As mentioned, more rape plots may help. There is plenty of time to establish them. I normally plant forage rape from mid April to the first of June for deer maintenance plots, then again in differant plots (small deer attractant type) from late July to mid August. Bob, do you have the space to add this summer? It is already established that your deer are rape happy.

By the power vested in me by the members of the Michigan Sportsmen Forum I hereby oppoint you, BOB @ BTT the "Official Rape Artist" of this forum. 

Bob,your only responsibility is to create several outstanding rape fields and report back to us your experience of rape on this forum after the 2004 deer season.

Keep the fun in hunting!


----------



## Jeff Sturgis (Mar 28, 2002)

Bob,

I run into this problem every year and if in your case you rely on that brassica for the best part of hunting season to be a great attraction, you may be very dissappointed if there isn't any there and your deer go elsewhere.

It's a great, great forage for the summer time though, even if it doesn't last into fall, so that's why if frost seed it into my plots with clover in the spring(last fall's plantings), and then concentrate more on the grain/clover plantings for the fall.

You may want to try another broadcasting of brassica right now like Ed pointed out, but come about the first part of September if it looks like it will end up fairly low sparse, try a good dose of grain, such as wheat or annual rye.
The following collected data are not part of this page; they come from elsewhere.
PR #199, opened 2022-07-07
Fix crash when reloading Home tab with items to be deleted

dskuza:
## Summary

Fix crash when reloading Home tab with items to be deleted due to SlateService.fetchSlateLineup(_:) deleting any unsaved items, which would publish changes upwards, resulting in erroneous snapshots being published.

## References 

IN-693

## Implementation Details

This one's a little… weird. The major change here is that we empty out `HomeViewModel.viewModels` and `HomeViewModel.viewModelSubscriptions` when refreshing the Home feed (with visible items saved). By emptying out these values, we ensure that we are (primarily) not observing changes to Core Data related to unsaved items being deleted from the database. Below is I _believe_ what was happening:

1. On first load (refresh), a new slate lineup is fetched and added to Core Data, resulting in a new snapshot being generated and applied for the slate lineup and its initial slates / recommendations.
2. On second load (pull-to-refresh), the initial slate lineup is deleted, along with any unsaved items, triggering a new snapshot being generated and applied.
3. While the snapshot from `2` is being applied, unsaved recommendations and items are being deleted from Core Data
4. Deleting unsaved items triggers cell view model refreshes, which publish _another_ (reloaded) snapshot (referencing a recommendation that no longer exists within the database)
5. These snapshots could potentially be applied rapidly enough where one snapshot was not yet completely applied before another snapshot was requested to be applied.
6. *_Crash_*

Emptying out the aforementioned values would mean that steps `4` and `5` do not occur (due to the subscription(s) in `HomeRecommendationCellViewModel` being cancelled), preventing `6`.

## Test Steps

- [x] Given I am on the home tab with the feed loaded, 
when I save the first available recommendation and pull to refresh,
then the list should refresh and the app should not crash.

- [x] Given I am on the home tab with the feed loaded, 
when I unsave the first available recommendation and pull to refresh,
then the list should refresh and the app should not crash.

## PR Checklist:

- [x] Basic Self QA

### DIFF
--- a/PocketKit/Sources/PocketKit/Home/HomeViewModel.swift
+++ b/PocketKit/Sources/PocketKit/Home/HomeViewModel.swift
@@ -70,6 +70,15 @@ class HomeViewModel {
     }
 
     func refresh(_ completion: @escaping () -> Void) {
+        // By emptying out our view models and their subscriptions,
+        // we are ensuring that no previously existing view models
+        // publish changes when source.fetchSlateLineup cascades and deletes any
+        // unsaved items (see HomeRecommendationCellViewModel.init(recommendation:)).
+        // This would cause an erroneous snapshot to be published
+        // (potentially while another snapshot was still being applied).
+        viewModels = [:]
+        viewModelSubscriptions = []
+
         Task {
             try await source.fetchSlateLineup(Self.lineupIdentifier)
             completion()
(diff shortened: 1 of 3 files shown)


PocketKit/Sources/PocketKit/Home/HomeViewModel.swift
```diff
@@ -126,15 +135,21 @@ extension HomeViewModel {
         }
 
         slates.forEach { slate in
+            // Create a topic and slate section _only_ if any
+            // recommendations exist for the given slate
+            let recs = slate.recommendations?
```
jacobsimeon, line 140: It's unfortunate that these core data relationships aren't sets with proper generic types, forcing us to iterate over each item and downcast to the related item type :/

What do you think about adding an extension to `Slate` that encapsulates the downcasting?

Something like
```swift
extension Slate {
  // open to different names here
  // but need to avoid collision with the existing `recommendations` property
  var recommendationsArray: [Recommendation] {
    recommendations.compactMap { $0 as? Recommendation }
  }
}
```

jacobsimeon (approved):
Nice explanation of the cause of the bug and the solution makes sense. Just have one (optional) suggestion for ya.

cyndichin (approved):
Solves the issue when I cherry-pick this commit onto recent saves branch! Thanks for the writeup under implementation details. ⭐

audie1:
Issue resolved, I encountered a few other crashes during testing but they seem unrelated so we will keep an eye out for those during future tests. QA Pass 👍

At that point I usually go with about 100#'s per acre and it ends up being a real nice draw for hunting season.


----------



## gunrod (Jan 16, 2001)

I find that surprising Bob. Even in our limited plots we've found the deer take the clover over the rape to the point of eating the clover down to the ground and not giving it much time to root.

In defense of the rape, we just started planting it last year in very sandy soils so it hasn't taken off much where the clover plot is in it's third or fourth year. We hope for better results this year with it being the second season. 
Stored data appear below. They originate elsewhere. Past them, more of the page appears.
PR #201, opened 2022-07-11
Show loading indicator when loading slate detail content

dskuza:
## Summary

Adds an activity indicator when first loading a selected slate.

## References 

IN-692

Similar to pull request #196 

## Implementation Details

`SlateDetailViewModel.Section` and `SlateDetailViewModel.Cell` each have a new `loading` case. When `SlateDetailViewModel` is first initialized, it sets its initial snapshot to that of a "loading" snapshot - a snapshot that only contains a single `loading` section with a single `loading` item. `SlateDetailViewController` returns a single section/group/item, which is then used to return a single `LoadingCell`. This cell is simple - it's a `UICollectionViewCell` subclass that houses a `UIActivityIndicatorView` that is always animating (since the loading cell is only ever present for a "loading" section and is not reused otherwise). 

## Test Steps

- [x] Given I have opened the Pocket app,
when I view the Home tab and tap on a slate topic and data has not yet been loaded,
then I should see a spinner in the middle of the screen.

Our little clover plot seems to be the key to the deer in our area. We can't hunt it without being busted but once it's gone the deer in the area are gone. We hunt the perimeter of it and near the rape plots. We found that if we leave the deer alone in the clover plot we can hunt them coming and going. 
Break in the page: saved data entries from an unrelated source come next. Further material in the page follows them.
PR #203, opened 2022-07-12
[WIP] IN-515: Add My List Button for Recent Saves Section

cyndichin:
## Summary
Add My List button for Recent Saves Section. Tapping on this button redirects the user to their MyList view on MyList tab

## References 
IN-515

## Implementation Details
Modified the `SlateHeaderView` to include a button that the user can tap on. `SlateHeaderPresenter` takes on another argument that sets the button title, which is "My List" in this case.  A published property was added to the `HomeViewModel` called `tappedSeeAll` which is updated when the user taps on the button in the section header. The coordinators monitor this property and updates the `selectedSection` which handles the presentation logic. The logic to present "My List" is mainly in `MyListContainerViewController` under `selectMyList`.

## Test Steps
- [ ] Given I am on the Home tab and Recent Saves is visible, when I tap “My List”, then I should be switched to the “My List” tab.
- [ ] Given I am on the Home tab and Recent Saves is visible and the My List tab is switched to Archive, when I tap “My List”, then I should be switched to the “My List” tab and the list should be switched to “My List”

For both cases, it is expected that the user lands on the "MyList" view with the filter selection they previously had.

## PR Checklist:
- [x] Added UI tests
- [ ] Basic Self QA


PocketKit/Sources/PocketKit/Home/HomeViewController.swift
```diff
@@ -216,17 +216,22 @@ extension HomeViewController {
...
+        case SectionHeaderView.kind:
+            let header: SectionHeaderView = collectionView.dequeueReusableView(forSupplementaryViewOfKind: kind, for: indexPath)
             let section = dataSource.sectionIdentifier(for: indexPath.section)
-            
             switch section {
             case .recentSaves:
-                let presenter = SlateHeaderPresenter(name: "Recent Saves")
-                header.attributedHeaderText = presenter.attributedHeaderText
+                let presenter = SectionHeaderPresenter(name: "Recent Saves", buttonTitle: "My List")
+                header.configure(model: .init(attributedHeaderText: presenter.attributedHeaderText,
```
dskuza, line 225: Idea: consolidate the presenter and header model into one. Then, when we configure the header with a model, we can initialize the model with the slate as well as the action, rather than its individual properties (currently set at initialization). To me, the presenter kind of feels like an extra type for sake of extracting computed properties.

PocketKit/Sources/PocketKit/MyList/MyListContainerViewController.swift
```diff
@@ -46,6 +48,21 @@ class MyListContainerViewController: UIViewController {
         fatalError()
     }
     
+    private func resetTitleView() {
```
dskuza, line 51: I remember why we do this - to reset the title view to have "My List" selected, but I'm wondering if it's worth going into the title view and adding something similar to the `selectedIndex` property. Non-blocker.

PocketKit/Sources/PocketKit/MyList/MyListContainerViewModel.swift
```diff
@@ -1,4 +1,15 @@
...
+
+
 class MyListContainerViewModel {
+    enum Selection {
+        case myList
+        case archive
+    }
+
+    @Published
+    var selection: Selection = .myList
```
dskuza, line 11: 👍

dskuza (approved):
Nice! Great work. I left a few comments for things we _could_ address, but don't necessarily have to. We can have a conversation around if we want to tackle any of them.

PocketKit/Sources/PocketKit/Home/HomeViewController.swift
cyndichin: updated!

PocketKit/Sources/PocketKit/MyList/MyListContainerViewController.swift
cyndichin: discussed that this will be addressed if needed in the future and not part of this work

PocketKit/Sources/PocketKit/Home/SectionHeaderView.swift
```diff
@@ -0,0 +1,103 @@
...
+        myListButton.addAction(buttonAction, for: .primaryActionTriggered)
+        myListButton.isHidden = false
+    }
+}
+
+extension SectionHeaderView {
+    static func height(width: CGFloat, slate: SectionHeaderPresenter) -> CGFloat {
+        let adjustedWidth = width - 16
+
+        let rect = slate.attributedHeaderText.boundingRect(
```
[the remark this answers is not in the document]
cyndichin: updated!

dskuza (approved):

PocketKit/Sources/PocketKit/Home/SectionHeaderView.swift
```diff
@@ -0,0 +1,100 @@
...
+        let buttonTitle: String
+        var buttonAction: (() -> ())? = nil
+        
+        var attributedHeaderText: NSAttributedString {
+            NSAttributedString(string: name, style: .sectionHeader)
+        }
+        
+        func height(width: CGFloat) -> CGFloat {
+            attributedHeaderText.sizeFitting(availableWidth: width).height + 16
+        }
```
jacobsimeon, line 75: nice 👍

audie1:
One issue was found during testing but deemed unrelated to the PR, discussion here:
https://pocket.slack.com/archives/C4DL4QSU8/p1658338436498559

Looking good, flawless core functionality of the expected results for each scenario... QA Pass 🎸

I'll have to keep an eye on it to see if it begins out producing the clover.


----------



## brokenarrow (Oct 6, 2003)

Gunrod
You re-planted the rape this year? , ( When you say), "this being the second year" correct?


----------



## gunrod (Jan 16, 2001)

Not yet. We are planting late (August) intentionally this spring. We found alot of the clover and rape had problems in this area when planted early. Mostly because of the sandy soil and dry summers. If we had known this spring was going to be so wet we may have planted earlier.

And when I talk about food plots we measure ours in feet where many of you measure yours in acres. Our largest plot is about 40' X 40'. These plots are about a half mile back in the woods in thick stuff. We do them by hand so we are limited in how big they can be.


----------



## Jeff Sturgis (Mar 28, 2002)

Gunrod,

Don't know where you are at, but around here August 1st is already too late for brassica. You want to time your planting about 6-8 weeks before your expected first frost, with 8 weeks better than 6. Especially on those size plots, the brassicas can become quickly consumed, even overnight. On the other hand, a good grain mixture can compete favorably in colder temps and you will experience re-growth with small warm-ups.


----------



## Pinefarm (Sep 19, 2000)

Ed, the deer did the same last year, they hit the rape pretty hard in the Summer. But it seems like they're hitting it even harder this year. What I planted was "shot plot". We sell it at the store. Here's the link...http://www.ehoutdoors.com
Then click the shot plot link. Shot plot is a premium mixture of forage brassicas developed in New Zealand. The site claims "ShotPlot provides forage quickly by growing over 24 inches tall in about 45 days and once the Brassicas are mature, deer will begin to devour them as the forage plants surge with growth to replace the devoured leaves." Mine only got about 8" tall before the deer started on them. Now all the plots are uniformly mowed to like 3-4".
Could this be a better blend of seed and maybe the deer like it earlier in the year? Jason from the store is having the same experience with the shot plot on his property. It's funny because everything I've read is how the deer mainly hit rape after the first frost. Well I'm here to attest that that's bunk. At least by me and my local experience. Now, it could be that I'm the only guy around with food plots (I have 6 and am working on another right now and maybe one more for next year) and the deer have no other plot options. Add to that that I've been doing lots of tree cutting and my second growth is getting pretty darn thick and lush and much of my neighboring property is in dire need of cutting. So I may have most of the deer in my area sucked into my place. I have to admit that, despite my endless complaining about the deer numbers on my property the last 5 years, I've seen more deer this year than in quite a while. I saw 5 again this morning while driving back to clear out that new field, before I came into work. I have yet to drive in the back, since March, without seeing at least one deer! No skunks! Perhaps my place was so thin right after the cutting that the deer vacated, but are now back in good numbers, due to the re-growth and food plots? I'm not sure, but something very positive seems to be happening. I have no problem being the brassica guinea pig. LOL So far, I couldn't be happier with the stuff. As mentioned, my only concern is still having some left for Fall. Although, my main purpose for the plots is to give the deer something good for the Summer, for overall Summer nutrition and hopefully bonus antler growth. But the jury is still out on the later.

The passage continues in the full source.